The 20th century of British Literature provided the ideal outlet:
Joyce, Woolf, and T.S. Eliot's expressions of consciousness and Orwell's
examination of language and thought formed an excellent foundation for
discussion. We debated in detail the relationship between thinking, speaking,
and writing, and the role that the rhetorical process has on all three. We took
time in this unit to study a variety of speeches, which are common on the exam,
and looked a little beyond Britain to address the great orations of various
time periods and nations. The students crafted a speech of their own, in which
they used the subtleties of language they had cultivated to affect the
consciousness of their audience. They delivered a final address to their
classmates as the ultimate expression of their rhetorical abilities.
After
composing a syllabus to this effect, I held my breath as the College Board made
a decision about its validity. A quick positive response brought relief and
confidence. Alternative approaches like this one to the Language and
Composition course are, it seems, quite welcome at AP Central. As I have taught
the course according to this model for the first time this year, however, the
final test remains to see how adroitly my students will perform on the actual
exam. Will their AP scores prove this version of the course to be effective?

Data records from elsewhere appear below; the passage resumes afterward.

PR #1145, opened 2024-08-24
Unit tests for the logging feature.

bcoconni:
As the title says.

~~In addition, this PR "#ifdef"s the format code in `FGLogConsole::Format` so that this method is not overloaded on the Windows platform. Indeed in the legacy code, the output formatting is only taking place on Unix platforms (i.e. Linux & MacOSX) which terminals are compatible with the escape codes below:~~

https://github.com/JSBSim-Team/jsbsim/blob/941da038d843bcf232f27bffbfc57ef7d6b34da8/src/FGJSBBase.cpp#L49-L73

~~As a result, there is little interest in overloading `FGLogConsole::Format` on Windows because the current code in `FGLogConsole::Format` just does nothing for that platform.~~

See discussion below for details.

### DIFF
--- a/src/input_output/FGLog.cpp
+++ b/src/input_output/FGLog.cpp
@@ -104,6 +104,7 @@ void FGLogConsole::Flush(void) {
 
 //%%%%%%%%%%%%%%%%%%%%%%%%%%%%%%%%%%%%%%%%%%%%%%%%%%%%%%%%%%%%%%%%%%%%%%%%%%%%%%
 
+#ifndef _WIN32
 void FGLogConsole::Format(LogFormat format) {
   switch (format)
   {
@@ -134,4 +135,5 @@ void FGLogConsole::Format(LogFormat format) {
     break;
   }
 }
+#endif
 }
--- a/src/input_output/FGLog.cpp
+++ b/src/input_output/FGLog.cpp
@@ -1,9 +1,9 @@
 /*%%%%%%%%%%%%%%%%%%%%%%%%%%%%%%%%%%%%%%%%%%%%%%%%%%%%%%%%%%%%%%%%%%%%%%%%%%%%%%
 
- Module:       FGOutputType.cpp
+ Module:       FGLog.cpp
  Author:       Bertrand Coconnier
  Date started: 05/03/24
- Purpose:      Manage output of sim parameters to file or stdout
+ Purpose:      Manage the logging of messages
 
   ------------- Copyright (C) 2024 Bertrand Coconnier -------------
 
@@ -26,8 +26,8 @@
 
 FUNCTIONAL DESCRIPTION
 --------------------------------------------------------------------------------
-This is the place where you create output routines to dump data for perusal
-later.
+This is the place where the logging of messages is managed. The messages can be
+sent to the console, to a file, etc.
 
 HISTORY
 --------------------------------------------------------------------------------
--- a/src/input_output/FGLog.cpp
+++ b/src/input_output/FGLog.cpp
@@ -104,7 +104,6 @@ void FGLogConsole::Flush(void) {
 
 //%%%%%%%%%%%%%%%%%%%%%%%%%%%%%%%%%%%%%%%%%%%%%%%%%%%%%%%%%%%%%%%%%%%%%%%%%%%%%%
 
-#ifndef _WIN32
 void FGLogConsole::Format(LogFormat format) {
   switch (format)
   {
@@ -135,5 +134,4 @@ void FGLogConsole::Format(LogFormat format) {
     break;
   }
 }
-#endif
 }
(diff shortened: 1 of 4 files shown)


bcoconni:
This PR also fixes a bug in
https://github.com/JSBSim-Team/jsbsim/blob/941da038d843bcf232f27bffbfc57ef7d6b34da8/src/input_output/FGLog.h#L100
which is basically a no-op as it is interpreted by the compiler as:
```c++
virtual void SetLevel(LogLevel level) { this->level = this->level; }
```
i.e. `this->level` is affected to itself and the parameter `level` passed to the method is ignored. The fix consists in having different names for the method parameter `l` and the class member `level`. The unit tests included in this PR have allowed to detect this silly error.

seanmcleod:
> In addition, this PR "#ifdef"s the format code in FGLogConsole::Format so that this method is not overloaded on the Windows platform. Indeed in the legacy code, the output formatting is only taking place on Unix platforms (i.e. Linux & MacOSX) which terminals are compatible with the escape codes below:

Not so fast, I present to you on Windows 😉 Blue text, green text, bold text, underlined text.



So in effect the legacy code is outdated in terms of it's Windows console assumptions.

Now the trickier part. Figuring out which version of Windows included this support, Windows 10, or earlier? And then what happens on earlier versions of Windows that don't include support for this, do you get weird characters in the console output, or are they silently eaten/ignored?

bcoconni:
> So in effect the legacy code is outdated in terms of it's Windows console assumptions.

That's correct :+1: If I remove the #ifdef in `FGJSBBase` to allow using the escape codes, I get some color in both VS Code terminal and [Windows terminal](https://github.com/microsoft/terminal) (which you seem to be using as well according to the screenshot you've taken).

I've followed blindly the legacy code and always assumed that Windows could not support escape codes.

> Now the trickier part. Figuring out which version of Windows included this support, Windows 10, or earlier? And then what happens on earlier versions of Windows that don't include support for this, do you get weird characters in the console output, or are they silently eaten/ignored?

Escape codes appear explicitly for devices that do not support them. For instance, when the output is redirect to a file, you get this kind of garbage.

image

My guess is that escape characters are supported by the Windows terminal so anyone using it should see the coloring.

seanmcleod:
Looks like we could detect support at runtime by checking for `ENABLE_VIRTUAL_TERMINAL_PROCESSING`.

https://learn.microsoft.com/en-us/windows/console/getconsolemode?redirectedfrom=MSDN

seanmcleod:
> Escape codes appear explicitly for devices that do not support them. For instance, when the output is redirect to a file, you get this kind of garbage.

Yep, just seen that now in testing. What happens on Linux when you redirect the output to a file?

bcoconni:
> What happens on Linux when you redirect the output to a file?

Well, the screenshot was taken on Linux :wink:

seanmcleod:
Ah, I guess I've been so used to not seeing any virtual terminal code sequences on Windows when running JSBSim for years now and therefore also not seeing them show up in any redirected output files 😉 

Ah, never needed this JSBSim option until now. So if you need to redirect the output to view in some editor that doesn't support virtual terminal codes, as opposed to say typing/catting it to the console afterwards.

```sh
    --nohighlight  specifies that console output should be pure text only (no color)
```

bcoconni:
> Ah, never needed this JSBSim option until now. So if you need to redirect the output to view in some editor that doesn't support virtual terminal codes, as opposed to say typing/catting it to the console afterwards.
> 
> ```shell
>     --nohighlight  specifies that console output should be pure text only (no color)
> ```

Yep !

However it is useful that the escape sequences are recorded when the output is redirected to a file as it allows me to check that the new logging feature does not modify red into blue or that some underlining has not been lost in the transition process. Rather than visually checking that blue messages are still blue, I use `diff` between files and if some formatting has been lost, the modified escape sequences will be found by `diff`.

bcoconni:
SO I've removed the #ifdef mentioned in the original post so that Windows will be able to use the escape sequences later.

Note that the disabling of escape sequences only takes place if the code is compiled with MSVC. If the code is compiled with MinGW then the escape sequences are activated for Windows. This is the legacy behavior.

bcoconni:
> Looks like we could detect support at runtime by checking for `ENABLE_VIRTUAL_TERMINAL_PROCESSING`.
> 
> https://learn.microsoft.com/en-us/windows/console/getconsolemode?redirectedfrom=MSDN

I suggest that this will be integrated in a separate PR.

seanmcleod:
Yep, no problem doing this in a separate PR.

seanmcleod:
Submitted PR https://github.com/JSBSim-Team/jsbsim/pull/1146 to enable VT code based highlighting on Windows if supported.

Their essays and practice tests thus far lead me to believe so, but, with all
AP instructors, I anxiously await the truly definitive decision: the May exam,
and the July scores to follow it. If success comes as I expect, my students
will have the advantage not only of a thorough understanding of rhetoric and
expository modes and the college credits that accompany that knowledge, but
also of familiarity with the English language, British history and culture, and
authors and works of universal significance. With a year of study in this
framework complete, my question about the success of this approach has received
a very positive response, and the process of asking and finding it has been a
rewarding one.
Kathryn Walker is a Literary Genres and AP English Instructor at Valley Forge Military Academy in Wayne, PA.